From non-inferiority to inferiority

If you use a non-inferiority test for a guardrail, Confidence still automatically checks if the metric has deteriorated as part of its monitoring checks.

Consider the following illustration. In this case the metric has not deteriorated beyond the non-inferiority margin, but it has deteriorated in relation to zero. The overall conclusion is that it is not safe to launch this feature.

Non-inferiority margin

Practical considerations

Inferiority or non-inferiority test

Inferiority tests can be a good starting point for guardrail metrics as they don't require the experimenter to specify a non-inferiority margin. However, the drawbacks are:

  • Non-significant doesn't mean neutral. You shouldn't make a product decision on a non-significant result. Lack of significance means you don't have evidence that the metric has deteriorated. It doesn't mean you have evidence that the metric hasn't deteriorated. With a wide enough confidence interval, as when, for example, you have a small sample size, everything can be neutral.
  • A non-inferiority test is a better, but more complicated, approach. With a non-inferiority test, you seek evidence that the change is safe to launch. This means you have a specified certainty that your change doesn't decrease your metric by more than a margin you've decided.
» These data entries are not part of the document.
PR #1705, opened 2026-03-24
bind `cmd+,`/`ctrl+,` to open config

furudean:
this has been a standard keybind in mac native programs since pretty much forever

~~there is no standard lingo for this on either linux or windows, so i didn't change anything for those platforms. i'm open to suggestions tho~~ ctrl+, on others!

### DIFF
--- a/CHANGELOG.md
+++ b/CHANGELOG.md
@@ -1,11 +1,16 @@
 # Unreleased
 
+Added:
+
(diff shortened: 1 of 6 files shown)


casperstorm (commented):
Good addition, thanks. I think honestly we could make it default for Windows and Linux as well. On Linux, CTRL+, also opens configuration in many apps now days.

furudean:
done! @casperstorm

casperstorm (approved):

PR #1707, opened 2026-03-24
Query Server Messages

andymandias:
Fixes query history processing to apply server messages settings to server messages that appear in queries (e.g. `change_host` server messages).

Also introduces an `away` server message kind, to toggle whether automated away responses (`RPL_AWAY`) appear in direct messages.  The `smart` setting in this case is the minimum amount of time allowed between automated away responses; so, for example, if you set it to `900` then you will only see an automated away response every 15m at most.


data/src/capabilities.rs
```diff
@@ -127,13 +127,8 @@ pub fn multiline_concat_lines(concat_bytes: usize, text: &str) -> Vec<&str> {
             if last_space > line_start {
                 lines.push(&text[line_start..last_space + ' '.len_utf8()]);
 
-                println!(
-                    "line_bytes {line_bytes} last_space {last_space} line_start {line_start} space_len {}",
-                    ' '.len_utf8()
-                );
```
casperstorm: 😅

omentic:
Woah, thanks!

PR #1993, opened 2026-05-21
Don't autocomplete in case there's a single word

luca020400:
Annoying.


andymandias (approved):
Looks good, works well.  Thank you!

PR #1994, opened 2026-05-21
Preview Inclusion Conditions Fix

andymandias:
Fix for preview inclusion conditions requiring both channel and user/server_message be specified, when one or the other should be sufficient.


casperstorm (approved):
Great catch.

andymandias:
Well spotted by @furudean :slightly_smiling_face:

PR #1996, opened 2026-05-22
Two-Step Flush

### LINKED ISSUE #1263: Highlight messages are not displayed in channel buffer
This looks like recurring issue. Seems to happen when two (or more?) people are highlighted in single message. When there is single user (me) highlighted seems to work ok. But I cannot know for sure, because if messages are not displayed... I would know they were there in the first place.

Looks like this for example. Notice there is message in highlights and not in the channel. 
Image

andymandias:
Clear pending messages/reactions/redactions after flush has completed, instead of when the flush task is dispatched.  This is to prevent a potential race condition between history flush and load, where a history loaded with inopportune timing could result in lost message(s).  At this time the hope is this fixes #1263, but I currently don't have a way to easily reproduce the required conditions.

### DIFF
--- a/data/src/history.rs
+++ b/data/src/history.rs
@@ -419,6 +419,9 @@ pub enum History {
         pending_reactions: HashMap<message::Id, reaction::Pending>,
         pending_redactions: HashMap<message::Id, redaction::Pending>,
         show_in_sidebar: bool,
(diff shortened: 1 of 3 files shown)


casperstorm (approved):
I think this is the right way, even though i havent tested it.

Issue #1477, opened 2026-02-14
Halloy locks up DE temporarily on launch


ashrama:
New install of Halloy.
Config as per below
When Halloy is launched, or switched to after being minimized the desktop environment is locked up with no input possible and no GUI display redraws for quite a period of time (10-30 seconds).
A similar issue happens when ALT-TAB is used to switch windows and you bypass Halloy to switch to another window. It causes a delay and no screen redraws for some period of time but not as bad as switching to the window as described above.

Halloy 2026.1.1
Manjaro KDE Plasma stable branch

```
# Halloy config.
#
# For a complete list of available options,
# please visit https://halloy.chat/configuration.html

[servers.liberachat]
nickname = "hidden_nickname"
server = "irc.libera.chat"
use_tls = true
port = 6697
channels = ["#halloy"]

[servers.IRCHighWay]
nickname = "hidden_nickname"
server = "irc.irchighway.net"
use_tls = false
port = 6667
channels = ["#matrix"]

[font]
family = "Hack Nerd Font Mono"
size = 16
weight = "light"
bold_weight = "semibold"
only_emojis_size = 18

```

casperstorm:
Hmm, this smells like a GPU driver related issue 🤔

ashrama:
> Hmm, this smells like a GPU driver related issue

What can I do to diagnose further?
nvtop says halloy is running on the dGPU


```
inxi -G                                                                                                           
Graphics:
  Device-1: Intel Kaby Lake-H GT2 [HD Graphics 630] driver: i915 v: kernel
  Device-2: Advanced Micro Devices [AMD/ATI] Polaris 22 XL [Radeon RX Vega
    M GL] driver: amdgpu v: kernel
  Device-3: Realtek Integrated_Webcam_HD driver: uvcvideo type: USB
  Display: wayland server: X.org v: 1.21.1.21 with: Xwayland v: 24.1.9
    compositor: kwin_wayland driver: X: loaded: amdgpu,modesetting
    dri: iris,radeonsi gpu: i915 resolution: 2560x1440~60Hz
  API: EGL v: 1.5 drivers: iris,kms_swrast,radeonsi,swrast
    platforms: gbm,wayland,x11,surfaceless,device
  API: OpenGL v: 4.6 compat-v: 4.5 vendor: intel mesa v: 25.3.4-arch1.1
    renderer: Mesa Intel HD Graphics 630 (KBL GT2)
[...]

Issue #1220, opened 2025-10-04
Can't start halloy


wlallemand:
I can't start halloy, it is crashing at startup.

With the binary download from github `halloy-2025.9-x86_64-linux.tar.gz` I got:

```
% RUST_BACKTRACE=full ./bin/halloy

thread 'main' panicked at /home/runner/.cargo/git/checkouts/winit-865c6d5afb3ec9c3/05b8ff1/src/platform_impl/linux/x11/window.rs:655:37:
Failed to change window theme: XError { description: "BadMatch (invalid parameter attributes)", error_code: 8, request_code: 149, minor_code: 4 }
stack backtrace:
   0:     0x5e4e05ebdf32 - <std::sys::backtrace::BacktraceLock::print::DisplayBacktrace as core::fmt::Display>::fmt::hf435e8e9347709a8
   1:     0x5e4e05eeb723 - core::fmt::write::h0a51fad3804c5e7c
   2:     0x5e4e05eb97e3 - std::io::Write::write_fmt::h9759e4151bf4a45e
   3:     0x5e4e05ebdd82 - std::sys::backtrace::BacktraceLock::print::h1ec5ce5bb8ee285e
   4:     0x5e4e05ebfc26 - std::panicking::default_hook::{{closure}}::h5ffefe997a3c75e4
   5:     0x5e4e05ebfa29 - std::panicking::default_hook::h820c77ba0601d6bb
   6:     0x5e4e05ec05b2 - std::panicking::rust_panic_with_hook::h8b29cbe181d50030
   7:     0x5e4e05ec036a - std::panicking::begin_panic_handler::{{closure}}::h9f5b6f6dc6fde83e
   8:     0x5e4e05ebe439 - std::sys::backtrace::__rust_end_short_backtrace::hd7b0c344383b0b61
   9:     0x5e4e05ebfffd - __rustc[5224e6b81cd82a8f]::rust_begin_unwind
  10:     0x5e4e046e2830 - core::panicking::panic_fmt::hc49fc28484033487
  11:     0x5e4e046e2c56 - core::result::unwrap_failed::h9e4c136384b1cfa3
  12:     0x5e4e04c41887 - winit::window::Window::set_theme::h8717facbe99bbb4d
  13:     0x5e4e04bf34ab - iced_winit::run_instance::{{closure}}::hb60f221f4c21e273
  14:     0x5e4e04bfae0f - iced_winit::run::Runner<Message,F>::process_event::hc96ecd023cc7d6cd
[...]

PR #2001, opened 2026-05-22
Runtime backend settings

### LINKED ISSUE #669: Option to turn off hardware accelration
Feature request: 

An option to turn off GPU hardware acceleration, which is on by default.
If running application, eg. games that are heavy depended on GPU, offloading ICED to use CPU rather then GPU would be preferable. 

Also with hardware acceleration off, Halloy is not killed if the graphics card drivers crashes and Nvidia overlay notifications are not shown when opening Halloy.

casperstorm:
Fixes https://github.com/squidowl/halloy/issues/669.

```toml
[runtime]
backend = "best" | "hardware" | "software"
antialiasing = true | false
vsync = true | false
```

todos:
- [x] update about after config refresh
- [ ] figure out why changing vsync/aa crashes on wayland

### DIFF
--- a/data/src/config/runtime.rs
+++ b/data/src/config/runtime.rs
@@ -1,0 +1,28 @@
+use serde::Deserialize;
+
+#[derive(Debug, Clone, Copy, PartialEq, Eq, Deserialize)]
+#[serde(default)]
+pub struct Runtime {
+    pub backend: Backend,
+    pub vsync: bool,
+    pub antialiasing: bool,
+}
+
+impl Default for Runtime {
+    fn default() -> Self {
+        Self {
+            backend: Backend::default(),
+            vsync: true,
+            antialiasing: false,
+        }
+    }
+}
+
+#[derive(Debug, Clone, Copy, Default, PartialEq, Eq, Deserialize)]
+#[serde(rename_all = "kebab-case")]
+pub enum Backend {
+    #[default]
+    Best,
+    Hardware,
+    Software,
+}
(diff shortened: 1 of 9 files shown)


KaiKorla:
Any way to choose DX12 over VULKAN on Windows?

luca020400:
> Any way to choose DX12 over VULKAN on Windows?

Can try https://gist.github.com/luca020400/868e0e1c9dd1beb855c54c0008b5a712

casperstorm:
> Any way to choose DX12 over VULKAN on Windows?

I'll make it a option, for now you just do software, hardware or best - however ill extend so you can define it yourself before this is ready.

data/src/config/runtime.rs
```diff
@@ -0,0 +1,76 @@
...
+
+#[derive(Debug, Clone, Copy, Default, PartialEq, Eq, Deserialize)]
+#[serde(rename_all = "kebab-case")]
+pub enum HardwareApi {
+    #[default]
+    Best,
+    Vulkan,
+    Metal,
+    DirectX12,
+    OpenGL,
```
luca020400, line 31: With kebab case this gets translated to open-g-l
Ditto for the rest

casperstorm: Yeah good catch.

casperstorm:
> Any way to choose DX12 over VULKAN on Windows?

`backend = { hardware = "directx12" }`

andymandias (approved):
LGTM!

I think we could potentially say #1220 and #1477 are as solved as they can be from our side, but we could leave them open to track the upstream issue.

Set the non-inferiority margin

You need to consider both the business perspective and the statistical perspective when you set the non-inferiority margin. The business perspective is about what is an acceptable decrease for the business. The statistical perspective is about what is a reasonable margin given the variability of the metric and the sample size you can expect.

To decide on the non-inferiority margin, you can consider the following:

  • What negative change in the metric is acceptable?
  • What change in a given metric would you consider to be so small as to deem it practically equal?